O pedido vem após embates durante a madrugada entre policiais e manifestantes no movimentado distrito comercial de Mong Kok

Hong Kong – Os líderes dos protestos em Hong Kong pediram calma aos manifestantes antes das planejadas discussões com o governo que podem encerrar semanas de manifestações na cidade. O pedido vem após embates durante a madrugada entre policiais e manifestantes no movimentado distrito comercial de Mong Kok.

O confronto terminou com várias pessoas feridas ou presas, de acordo com comunicados da polícia. Um homem foi detido por supostamente exortar em um fórum online as pessoas a se reunir em Mong Kok, “atacar a polícia e paralisar as linhas de metrô”, destacou uma das notas.

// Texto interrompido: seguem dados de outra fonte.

PR #219, opened 2018-07-12
Rewrite `Browser._request` to handle repeated input elements

hemberger:
Improve consistency of query string construction between
MechanicalSoup and web browsers in edge cases where form elements
have duplicate *name*-attributes.

For example, if a form with the following is submitted:

```
<input name="key" value="val1" />
<input name="key" value="val2" />
```

Then the resulting query string will now be

```
key=val1&key=val2
```

instead of

```
key=val2
```

More detail
===========

Store data to be encoded in the query string in a list of 2-tuples
instead of a dictionary. In doing so, we allow for the possibility
of multiple form elements being submitted with the same name.

Surprisingly, this is legal HTML (though sometimes unintentional),
so we want to be as faithful as possible to how the query string for
such a form would be created in a real browser.

To do this, we need to process the form elements in the order that
they appear on the page, rather than grouping them by type (which
is what we were doing when we stored the data in a dict).

This change allows us to accept any (name,value) combinations at
any point in the page without worrying about handling name conflicts
or whether to store a single value or a list of values -- because
now every bit of data is simply appended to the list of 2-tuples.

Ultimately, this means that the method is now agnostic to the
validity of the form data. While the `Form` class will still prevent
most illegal form manipulations, it has no control over HTML that
is malformed when it is served. There are some fringe cases where
malformed form HTML would cause MechanicalSoup to throw, but will
now submit the data as-is just like a browser would.

Note: We have simplified some of the logic by changing the bs4
selector to restrict to tags with name-attributes for all tag-types
(previously it only made this restriction for `input` and `button`,
even though it still ignored name-less `textarea` and `select`).

---------------------
This replaces PR's #159 and #160 with a, hopefully, more generic
solution to the issue. The `Browser._request` internals are still more
complicated than I'd like them to be, but I think this change at least
handles everything more consistently.

### DIFF
--- a/mechanicalsoup/browser.py
+++ b/mechanicalsoup/browser.py
@@ -187,17 +187,19 @@ class Browser(object):
                 data.append((name, tag.text))
 
             elif tag.name == "select":
-                multiple = "multiple" in tag.attrs
-                values = []
-                for i, option in enumerate(tag.select("option")):
-                    if (i == 0 and not multiple) or "selected" in option.attrs:
-                        values.append(option.get("value", ""))
-                if multiple:
-                    for value in values:
+                options = tag.select("option")
+                selected_values = [i.get("value", "") for i in options
+                                   if "selected" in i.attrs]
+                if "multiple" in tag.attrs:
+                    for value in selected_values:
                         data.append((name, value))
-                elif values:
+                elif selected_values:
+                    # A standard select element only allows one option to be
+                    # selected, but browsers pick last if somehow multiple.
+                    data.append((name, selected_values[-1]))
+                elif options:
                     # Selects the first option if none are selected
-                    data.append((name, values[-1]))
+                    data.append((name, options[0].get("value", "")))
 
         if method.lower() == "get":
             kwargs["params"] = data
--- a/mechanicalsoup/browser.py
+++ b/mechanicalsoup/browser.py
@@ -139,6 +139,7 @@ class Browser(object):
         return response
 
     def _request(self, form, url=None, **kwargs):
+        """Extract input data from the form to pass to a Requests session."""
         method = str(form.get("method", "get"))
         action = form.get("action")
         url = urllib.parse.urljoin(url, action)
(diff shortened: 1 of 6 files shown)


tests/test_form.py
```diff
@@ -235,9 +235,9 @@ def test_set_select_multiple(options):
     # When a browser submits multiple selections, the qsl looks like:
     #  name=option1&name=option2
     if not isinstance(options, list) and not isinstance(options, tuple):
-        expected = (('instrument', options),)
+        expected = [('instrument', options)]
```
moy: I agree that we need to test the sequence, not the set, but changing from tuple (`(...)`) to list (`[...]`) seems unnecessary (but not really harmful either, just that I like immutable things when I don't need to mutate them).

mechanicalsoup/browser.py
```diff
@@ -149,53 +150,54 @@ def _request(self, form, url=None, **kwargs):
...
+                    if not value:
+                        continue
+                    if isinstance(value, string_types):
+                        value = open(value, "rb")
+                    files[name] = value
+                else:
+                    data.append((name, value))
+
+            elif tag.name == "textarea":
+                data.append((name, tag.text))
```
moy: Ah, and this `if not name` is useless since you ignore nameless attributes in the CSS selector. Nice.

mechanicalsoup/browser.py
```diff
@@ -149,53 +150,54 @@ def _request(self, form, url=None, **kwargs):
...
+                multiple = "multiple" in tag.attrs
+                values = []
+                for i, option in enumerate(tag.select("option")):
+                    if (i == 0 and not multiple) or "selected" in option.attrs:
+                        values.append(option.get("value", ""))
+                if multiple:
+                    for value in values:
+                        data.append((name, value))
+                elif values:
+                    # Selects the first option if none are selected
```
moy: I think the comment is misplaced. It should be near the `if (i==0 and not multiple)` above. And actually, I think the code is a bit trickier than it needs to be. I'd just do something like

```
                options = tag.select("option")
                for i, option in enumerate(options):
                    if "selected" in option.attrs:
                        values.append(option.get("value", ""))
```

and then

```
                elif values:
                    data.append((name, values[-1]))
                elif options:
                    # Select the first option if none are selected
                    data.append((name, options[0].get("value", "")))
```

(Untested, but should be more self-explanatory and not much longer)

tests/test_form.py
hemberger: I agree that would probably be preferable, but since the output of `parse_qsl` is explicitly a list object, I saw only two sensible options:
1. Define the expected output as a list.
2. Convert the expected output to a list in `mock_post`.

I chose the first option since it seemed like the most direct comparison and it could not hide any errors behind a cast to another type. However, I'm open to alternatives if you see something better.

moy: It makes sense, indeed.

mechanicalsoup/browser.py
hemberger: I was quite confused by this code originally (not least because of the complete lack of comments), so I am very happy to rework it. I took your idea here and made a few modifications. How does this look to you?
```python
            elif tag.name == "select":
                options = tag.select("option")
                selected_values = [i.get("value", "") for i in options
                                   if "selected" in i.attrs]
                if "multiple" in tag.attrs:
                    for value in selected_values:
                        data.append((name, value))
                elif selected_values:
                    # A standard select element only allows one option to be
                    # selected, but browsers pick last if somehow multiple.
                    data.append((name, selected_values[-1]))
                elif options:
                    # Pick the first option if none are selected
                    data.append((name, options[0].get("value", "")))
```

mechanicalsoup/browser.py
```diff
@@ -149,53 +150,56 @@ def _request(self, form, url=None, **kwargs):
...
+                else:
+                    data.append((name, value))
+
+            elif tag.name == "textarea":
+                data.append((name, tag.text))
+
+            elif tag.name == "select":
+                options = tag.select("option")
+                selected_values = [i.get("value", "") for i in options
+                                   if "selected" in i.attrs]
```
moy: Indeed, nice use-case for a comprehension. Better than my naive `for` loop.

moy:
Hmm, I forgot another minor thing: there's no ChangeLog entry in this PR. You may want to re-use the one you wrote here:

https://github.com/MechanicalSoup/MechanicalSoup/pull/160/files#diff-4dc38e402d240900f2675401a08d2983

“Todas as partes precisam se acalmar”, disse Zachary Wong, de 56 anos, membro do Occupy Central com Amor e Paz (OCLP), um dos três principais grupos de ativistas envolvidos nas manifestações. O OCLP e os líderes estudantis no comando dos protestos têm se manifestado contra medidas violentas, uma mensagem que é frequentemente desafiada no distrito de Mong Kok, onde os alunos dizem ter menos influência.

Os episódios de violência podem ameaçar as conversas que o governo pretende ter com líderes do protesto estudantil na terça-feira. Estas devem ser as primeiras discussões entre os dois lados depois que milhares de manifestantes que exigem maior poder para escolher o próximo líder de Hong Kong começaram a realizar protestos em pontos-chave da cidade há três semanas.

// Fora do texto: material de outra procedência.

PR #224, opened 2018-08-03
conditionally require pytest-runner in setup_requires

graingert:


graingert:
this causes pytest-runner to be installed as part of the `egg` info and it bypasses pinned requirements from parent packages.

moy:
Can you include your comment in the commit message?

Thanks.

hemberger:
Does removing this prevent us from running tests with setup.py (e.g. `python setup.py test`)? Would it work to move `pytest-runner` into the `tests/requirements.txt` file? What we currently do is [explicitly recommended by pytest](https://docs.pytest.org/en/latest/goodpractices.html#integrating-with-setuptools-python-setup-py-test-pytest-runner), so I would like to understand this change a bit more before merging.

graingert:
Hmm. Maybe that should be fixed on the pytest docs.

If you released universal wheels it would also fix the problem

graingert:
https://github.com/MechanicalSoup/MechanicalSoup/issues/225

graingert:
@hemberger @moy I've updated my PR to match https://github.com/pytest-dev/pytest-runner#conditional-requirement

setup.py
```diff
@@ -1,8 +1,10 @@
-from setuptools import setup  # Always prefer setuptools over distutils
+import sys
 from codecs import open  # To use a consistent encoding
 from os import path
 import re
 
+from setuptools import setup  # Always prefer setuptools over distutils
+
```
moy: A detail: avoid committing unrelated changes (moving this `import` line has nothing to do with the conditional inclusion of pytest-runner).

Os apelos pela paz representam o desejo tanto dos líderes do protesto como do governo de Hong Kong de acabar com um impasse que agora está entrando na quarta semana. A principal demanda dos manifestantes é que a população possa nomear candidatos para a eleição a ser realizada em 2017 para o cargo de chefe do executivo de Hong Kong, algo contestado por Pequim e pelo atual governo da cidade.

Para defender a proposta, manifestantes criaram locais de protesto nas principais vias em três áreas movimentadas de Hong Kong. O governo culpa as manifestações por bloqueios no trânsito e redução do turismo e do consumo.